Stored items from a collection
━━━━━━━━━━

PR #5640, opened 2015-07-18
Adjust Cron when Custom Day Start is Changed Fixes #4488

carolstone:
The problem was that cron could be tricked into running over and over again by pushing the offset of dayStart forward an hour at a time. This solution will only allow cron to be run twice in quick succession if the user changes dayStart backward (the extreme case is allowing cron to run with a dayStart of 23 and then changing the dayStart offset to 0). But this behavior is much more logical than having cron run again if a player allows cron to run and then sets the offset to one hour in the future.

Modified common/script/index.coffee to display dayStart, but send back a variable of dayStart for processing, instead of having the object directly updated at the time of edit.

Modified website/views/options/settings.jade to allow a timestamp to be
cast to an iso timestamp because lastCron is saved as an iso timestamp,
and as a straight moment()-based timestamp in order to compare timestamps.

Modified website/public/js/controllers/settingsCtrl.js to do the
following:
   Accept the new proposed dayStart
   Calculate the timestamp of the old dayStart and the new dayStart

   These two steps were necessary because dayStart is an integer between
   and including 0 and 23. I tested and confirmed the current production
   dayStart does not allow 24 to be entered but does allow 0. I was
   careful to NOT change how that worked.

   Cast the old dayStart, the new dayStart and lastCron to the moment()
   version of time so they could be compared.

   Cast the new dayStart to the iso timestamp for storage in lastCron

   The important change is the following:

   if oldDayStart < lastCron AND lastCron < newDayStart then lastCron
   should be set to newDayStart. I modified this to include if oldDayStart
   = lastCron, although I think that's pretty unlikely to be possible.
   When I tested this, my lastCron was a mere 17 seconds after my
   oldDayStart, so it seemed to me that the equal case should be included
   with the less than case.

PR #5890, opened 2015-09-05
Change custom day start to ask for confirmation and prevent immediate cron

crookedneighbor:
Includes commits from #5640
## Problem

Adjusting the custom day start could cause cron to run immediately.
## Solution

Ask user to confirm selection and display the next time cron will run. 

Under the hood, this sets the user's last cron to that moment, so it shouldn't trigger cron to run immediately.

This also solves the bug where a user crons (say at midnight) and then is able to set their cds to 1am and cron again at 1.


crookedneighbor:
The text in the confirmation modal will need to be adjusted and the warning text (and wiki articles) will need to be changed to show the new behavior.

Also, maybe it would be more appropriate to include the warning text in the confirmation modal?

@alys ^

crookedneighbor:
screen shot 2015-09-05 at 3 45 22 pm

crookedneighbor:
Also, why is the selection not a drop down instead of an input box :frowning: ?

website/views/shared/modals/settings/change-day-start.jade
```diff
@@ -0,0 +1,12 @@
+.text-center
+  .modal-header
+    h3=env.t('changeCustomDayStart')
+
+  .modal-body
+    .alert.alert-danger
+      p=env.t('nextCron', {time: '{{nextCron | date: "M/d/yy \'@\' h:mm a"}}'})
```
Alys: This should use the user's preferred date format.

crookedneighbor: Good call.

common/locales/en/settings.json
```diff
@@ -39,6 +39,9 @@
     "xml": "(XML)",
     "json": "(JSON)",
     "customDayStart": "Custom Day Start",
+    "changeCustomDayStart": "Change Custom Day Start?",
+    "sureChangeCustomDayStart": "Are you sure you want to change your custom day start?",
+    "nextCron": "WARNING: Your dailies will reset next on <%= time %>.",
```
Alys: Cron doesn't run exactly at the CDS (unless you're using Habitica at that time), so the wording should reflect this. Maybe something like "Your Dailies will next reset the first time you use Habitica after <%= time %>."

lemoness:
I think the text of the confirmation modal is fine.

However, the warning text definitely needs to be changed. Are there any parts of the following paragraphs that still apply, or can we simply remove them?

"Complete all your Dailies before changing the Custom Day Start or Rest in the Inn that day. Changing your Custom Day Start may cause Cron to run immediately, but after the first day it works as expected.

Allow a window of two hours for the change to take effect. For example, if it is currently set to 0 (midnight), change it before 10pm; if you want to set it to 9pm, change it before 7pm."

Alys:
I'm not certain the red warning formatting is needed. With the display of the next time that cron will run and the ability to back out, this is now a safe operation. It's a big improvement over the current situation, but the warning formatting makes it look more scary. :)

Regarding the current warning text, which is:

```
Complete all your Dailies before changing the Custom Day Start 
or Rest in the Inn that day. Changing your Custom Day Start may
cause Cron to run immediately, but after the first day it works as expected.

Allow a window of two hours for the change to take effect. For example,
if it is currently set to 0 (midnight), change it before 10pm; if you want to
set it to 9pm, change it before 7pm.
```

I think all of that could be deleted now - is that right Blade?

It's probably worth including in the confirmation screen text like, "Make sure you have completed your Dailies before this time!"

Alys:
Oh, sorry Lemoness, I hadn't reloaded before I typed that.

crookedneighbor:
How's this?

screen shot 2015-09-06 at 10 15 31 am

PR #5900, opened 2015-09-09
Adjustments to quest routes

crookedneighbor:
Prevents quest leader's from leaving a party if they have started a quest.

Allows non quest leaders to leave a party if the quest is not yet active.

I also have some code to allow group leaders to cancel, abort or force begin a quest, but want some feedback from @alys and @lemoness before committing it.


crookedneighbor:
This will be one as part of v3 of the API.

Issue #5442, opened 2015-06-21
"Please choose the Mystery Item Set you would like." Where?


Cassolotl:
I'm in the Time Traveller section, and it says "please choose the Mystery Item Set you would like" but there is no obvious place to choose and no explanation.

![screen shot 2015-06-21 at 09 40 38](https://cloud.githubusercontent.com/assets/6607512/8271043/1760bd7c-17fa-11e5-810f-614f91d6093a.png)

If it's because I've got them all (and I don't think I have), there should be some "you've got them all" message, right? And it says "You can see a list of the past item sets [here](http://habitrpg.wikia.com/wiki/Mystery_Item)!" which links to the wiki page showing all the past items, but that's not a way to select an item you would like.

Alys:
You're right that the wiki won't let you choose the items but it will let you see them all, and you can compare them with the "Mystery" section in you Equipment page. However it is most likely that you do have them. I've just tested the Time Travellers page and it's working as expected for me.

Alys:
@lemoness Would you like a message to be added to that page for the case when the user already owns all Mystery Items?

Cassolotl:
@Alys @lemoness 

> Would you like a message to be added to that page for the case when the user already owns all Mystery Items?

That would be brilliant, and would have resolved my confusion immediately. :)

lemoness:
Yes, good idea!

"Congratulations! You already own all of the Mystery Items. Thanks for
supporting the site!"

Alys:
I've advertised this in Aspiring Coders.

melarish:
Working on this right now. So far I've managed to add a Debug menu function to add an Hourglass to my test user, so I can actually get to the Mystics screen. Will post again if I have more updates/issues.

melarish:
Does this look okay? 

![image](https://cloud.githubusercontent.com/assets/5783115/9741274/70ddc8b4-5651-11e5-85d3-0d5013a65767.png)

Alys:
@melarish I think it would look nicer if there was a bit more whitespace above the new message - perhaps about 1em or thereabouts? But that's basically what we're after, so feel free to do a PR!

crookedneighbor:
Would it make more sense to be in an alert box?

Alys:
Alert boxes need to be dismissed. I'm not sure the extra step is necessary here.

crookedneighbor:
Sorry, I meant the bootstrap alert class.

melarish:
[...]

PR #5904, opened 2015-09-09
"Please choose the Mystery Item Set you would like." Where? #5442

melarish:
Added a message that shows when user has all mystery items, instead of just showing an empty shop.


package.json
```diff
@@ -9,15 +9,23 @@
     "async": "~0.9.0",
     "aws-sdk": "^2.0.25",
     "babel": "^5.5.4",
+    "bl": "~1.0.0",
```
crookedneighbor, line 12: What are all these changes for?

paglias:
@melarish your repo is quite out of date, 258 commits behind our version, you should update it and then push your changes again

package.json
melarish, line 12: Modules that were missing when I was setting up my local copy. I installed them one by one but thought others may find it helpful if the package file gets updated, so they get installed automatically.
Nothing to do with this particular issue though, so up to you whether to ignore them :)

melarish:
@paglias My bad, I was doing git fetch instead of git pull. Merged it now :)

package.json
crookedneighbor, line 12: Many of those are likely dependencies of our dependencies. IE, a module we require depends on another module. And since the module we require failed to install, it's dependencies also failed.

I will clean this up when I review your PR.

crookedneighbor:
@melarish The reason your add hourglass changes didn't stick was because you were using `User.set`, but hourglasses, like gems, can't be set that way. I created a new route (only available in a dev environment) to add an hourglass. See https://github.com/HabitRPG/habitrpg/commit/e554309822f9e5f9dff2a0ea12583b7d12deaeb1 and https://github.com/HabitRPG/habitrpg/commit/b6f02d388f353e82aeb548f63cd33fcb8bf9748f

melarish:
Oic; maybe that's also why the items I bought weren't sticking. Thanks for fixing that.

User ID: d97516e4-81d0-4f60-bf03-95f7330925ab

Alys:
@melarish I've awarded you a contributor tier for this. I'm very sorry about the delay!

crookedneighbor:
Whoops, sorry, I dropped the ball on that :grimacing:

PR #5912, opened 2015-09-11
Removed user's party invites when last user leaves party

TheHollidayInn:
This PR removes party invites when the last member of a party leaves. This fixes part of #5871

### DIFF
--- a/website/src/models/group.js
+++ b/website/src/models/group.js
@@ -87,46 +87,30 @@ GroupSchema.pre('save', function(next){
 
 GroupSchema.pre('remove', function(next) {
   var group = this;
-  if ( group.type == "guild" ) {
-    async.waterfall([
-      function(cb) {
-        User.find({
-          'invitations.guilds.id': group._id
-        }, cb);
-      },
-      function(users, cb) {
-        if (users) {
-          users.forEach(function (user, index, array) {
+  async.waterfall([
+    function(cb) {
+      var invitationQuery = {};
+      var groupType = group.type;
+      //Add an 's' to group type guild because the model has the plural version
+      if (group.type == "guild") groupType += "s";
+      invitationQuery['invitations.' + groupType + '.id'] = group._id;
+      User.find(invitationQuery, cb);
+    },
+    function(users, cb) {
+      if (users) {
+        users.forEach(function (user, index, array) {
+          if ( group.type == "party" ) {
+            user.invitations.party = {};
+          } else {
             var i = _.findIndex(user.invitations.guilds, {id: group._id});
             user.invitations.guilds.splice(i, 1);
-            user.save();
-          });
-        }
-        cb();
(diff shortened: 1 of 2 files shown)


website/src/models/group.js
```diff
@@ -87,23 +87,46 @@ GroupSchema.pre('save', function(next){
 
 GroupSchema.pre('remove', function(next) {
   var group = this;
-  async.waterfall([
-    function(cb) {
-      User.find({
-        'invitations.guilds.id': group._id
```
crookedneighbor, line 93: Could you do something like:

``` javascript
var invitationQuery = {};
invitationQuery['invitations.' + group.type + '.id'] = group._id;

// do stuff

User.find(invitationQuery, cb);

// do stuff
users.forEach(function(user, index, array) {

  if (group.type === 'party') { 
      user.invitations.party = {};
  } else {
    var i = _.findIndex(user.invitations.guilds, {id: group._id});
    user.invitations.guilds.splice(i, 1);
  }

  user.save();
});

// do stuff
```

website/src/models/group.js
```diff
@@ -87,23 +87,46 @@ GroupSchema.pre('save', function(next){
...
+    async.waterfall([
+      function(cb) {
+        User.find({
+          'invitations.party.id': group._id
+        }, cb);
+      },
+      function(users, cb) {
+        if (users) {
+          users.forEach(function (user, index, array) {
+            if (user.invitations.party.id === group._id) {
```
crookedneighbor: This shouldn't be necessary, right? Since the query is specifically for the party invitations?

website/src/models/group.js
TheHollidayInn, line 93: I can try, but I believe the invitations are structured differently. The party invitations weren't accepting the same type of array queries as the guilds were.

website/src/models/group.js
TheHollidayInn: Exactly. I was just mixed up by the structure, I think. Pushing updates soon.

TheHollidayInn:
Updated! The structure is only different when deleting, so that worked. (That's what I mixed up before). Also, I had to append an 's' because of the the structure for guilds is `guilds.invitations` rather than `guild.invitations` where guild is `group.type`.

crookedneighbor:
:+1:

Notated.

gisikw:
Sorry, but I had to revert this commit due to performance issues with a heavily-populated Users collection. Please add a migration to add an index for `users.invitations.party.id` at your convenience, and we can pull this back in :)

Cheers!

gisikw:
Ignore me for the moment - we don't currently have a system for managing indexes, so this will be put back in, and we'll set up the index manually.

TheHollidayInn:
Sounds good. Let me know if there is anything I can do to help!

PR #5916, opened 2015-09-11
Added test to check that group invites are removed when user cancels account

TheHollidayInn:
Part of #5871 is "user should be removed from all the groups he's invited to" . I believe this is already happening unless I am misunderstanding the goal. I added tests to show that when a user leaves, their invites are removed form the groups invite list.


crookedneighbor:
Notated.

Issue #5930, opened 2015-09-15
Quest leader Inactive, Can't start Quest


P33bs:
The quest starting member was inactive for a very long time so they were booted from the party. No new quest leader was assigned and now we cannot start a new quest or cancel the current one. Group ID is: b58e0cb1-c6e1-4936-8519-aba1dbdb0fc1

crookedneighbor:
I've reset the stalled quest.

katieshmatie:
I have a similar problem. Our quest leader has gone inactive, and all party members except one have accepted. The remaining member is inactive as well, so we're stuck waiting for one of them to log back in (I don't want to boot them from the party). I'm trying to find the correct forum to request an admin to cancel the quest invite so an active member can start up a new quest.

Group ID is 05e7137d-b3fd-4c69-8106-54983903f2c1

Alys:
@katieshmatie This is the correct place to post, as we advised you in the Newbies guild. I've deleted the quest from your party.

PR #5934, opened 2015-09-15
Adjustments to group quest behavior

crookedneighbor:
This is a modified version of: #5900

Prevents quest leaders from leaving party when there is a quest (whether active or inactive).

Allows other users to leave party when quest is going on, whether active or inactive.

Includes the client side changes from #5900. API changes will need to wait until the iOS app is updated to handle the new behavior.


crookedneighbor:
Added some logic to remove quest data from group if user is booted from party after starting a quest.

Should eliminate issues like these: #5930

crookedneighbor:
It also returns quest scroll to booted user if the quest is active.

━━━━━━━━━━

» **Goal of the exercise**:
Output an exact copy of the lines from the one holding "Includes the client" to the last line of the data, inclusive, and nothing beyond that range.

» **Output of the task**:
Includes the client side changes from #5900. API changes will need to wait until the iOS app is updated to handle the new behavior.


crookedneighbor:
Added some logic to remove quest data from group if user is booted from party after starting a quest.

Should eliminate issues like these: #5930

crookedneighbor:
It also returns quest scroll to booted user if the quest is active.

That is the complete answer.